=== WORK REQUIRED ===
Would you reproduce the entries exactly, including every line?

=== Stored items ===
....................
PR #2768, opened 2021-11-01
Fix Modal bugs in IE11

### LINKED ISSUE #2731: Chromatic `Modal` snapshot appears to be broken in ie 11
Screenshot 2021-10-21 at 17 46 29

jpveooys:
## Related issue

Fixes #2731

## Overview

This fixes a few problems with Modal:

- Modal wasn't rendering correctly in IE11 on Chromatic
- the primary and secondary buttons weren't being placed correctly in IE11 when there was no tertiary button
- the spacing between buttons in the mobile layout was lost recently when another bug was fixed

## Link to preview

https://5e25c277526d380020b5e418-ttsrdrgfqr.chromatic.com/

## Reason

To fix Modal bugs and get Chromatic working in IE11 for Modal.

The mobile button spacing appears to have been accidentally removed here: https://github.com/defencedigital/mod-uk-design-system/commit/aa764fa322bdda88187e0a32111f1d62f60a9ad6#diff-876bcbc5d87e1d790080d64c5def097c8fe7a506b27db3d8b783bf13c175906cL16-L18 (I just noticed it as the `margin-bottom: 0` overrides were still there).

## Work carried out

- [x] Fix glitch rendering Modal in IE11 on Chromatic
- [x] Tidy up Modal stories
- [x] Re-add spacing between buttons in mobile layout
- [x] Fix problems with button placement in IE11

### Chromatic glitch

See changes to IE snapshots here: https://www.chromatic.com/build?appId=5e25c277526d380020b5e418&number=4072.

#### Before

image

#### After

image

#### Before

image

#### After

image


packages/react-component-library/src/components/Modal/partials/StyledSecondaryButton.tsx
```diff
@@ -1,12 +1,5 @@
...
 import { StyledButton } from './StyledButton'
 
-const { mq } = selectors
-
-export const StyledSecondaryButton = styled(StyledButton)`
-  ${mq({ gte: 'xs' })`
-    margin-left: auto;
-  `}
-`
+export const StyledSecondaryButton = styled(StyledButton)``
```
m7kvqbe1: Is this partial redundant now? Could it be removed (in exchange for a different CSS selector in StyledFooter)?

m7kvqbe1 (approved):
Lovely fixes!

packages/react-component-library/src/components/Modal/partials/StyledSecondaryButton.tsx
jpveooys: Good question! This one is still being used in `StyledFooter.tsx`. But, while checking that, I found that Dialog was also trying to set mobile button padding on `StyledTertiaryButton`. That isn't needed now, and it was the last bit of styling on `StyledTertiaryButton` so that one has gone now :slightly_smiling_face:

thyhjwb6 (approved):
👍

packages/react-component-library/src/components/Modal/partials/StyledSecondaryButton.tsx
....................
=== OUTPUT OF THE EXERCISE ===
PR #2768, opened 2021-11-01
Fix Modal bugs in IE11

### LINKED ISSUE #2731: Chromatic `Modal` snapshot appears to be broken in ie 11
Screenshot 2021-10-21 at 17 46 29

jpveooys:
## Related issue

Fixes #2731

## Overview

This fixes a few problems with Modal:

- Modal wasn't rendering correctly in IE11 on Chromatic
- the primary and secondary buttons weren't being placed correctly in IE11 when there was no tertiary button
- the spacing between buttons in the mobile layout was lost recently when another bug was fixed

## Link to preview

https://5e25c277526d380020b5e418-ttsrdrgfqr.chromatic.com/

## Reason

To fix Modal bugs and get Chromatic working in IE11 for Modal.

The mobile button spacing appears to have been accidentally removed here: https://github.com/defencedigital/mod-uk-design-system/commit/aa764fa322bdda88187e0a32111f1d62f60a9ad6#diff-876bcbc5d87e1d790080d64c5def097c8fe7a506b27db3d8b783bf13c175906cL16-L18 (I just noticed it as the `margin-bottom: 0` overrides were still there).

## Work carried out

- [x] Fix glitch rendering Modal in IE11 on Chromatic
- [x] Tidy up Modal stories
- [x] Re-add spacing between buttons in mobile layout
- [x] Fix problems with button placement in IE11

### Chromatic glitch

See changes to IE snapshots here: https://www.chromatic.com/build?appId=5e25c277526d380020b5e418&number=4072.

#### Before

image

#### After

image

#### Before

image

#### After

image


packages/react-component-library/src/components/Modal/partials/StyledSecondaryButton.tsx
```diff
@@ -1,12 +1,5 @@
...
 import { StyledButton } from './StyledButton'
 
-const { mq } = selectors
-
-export const StyledSecondaryButton = styled(StyledButton)`
-  ${mq({ gte: 'xs' })`
-    margin-left: auto;
-  `}
-`
+export const StyledSecondaryButton = styled(StyledButton)``
```
m7kvqbe1: Is this partial redundant now? Could it be removed (in exchange for a different CSS selector in StyledFooter)?

m7kvqbe1 (approved):
Lovely fixes!

packages/react-component-library/src/components/Modal/partials/StyledSecondaryButton.tsx
jpveooys: Good question! This one is still being used in `StyledFooter.tsx`. But, while checking that, I found that Dialog was also trying to set mobile button padding on `StyledTertiaryButton`. That isn't needed now, and it was the last bit of styling on `StyledTertiaryButton` so that one has gone now :slightly_smiling_face:

thyhjwb6 (approved):
👍

packages/react-component-library/src/components/Modal/partials/StyledSecondaryButton.tsx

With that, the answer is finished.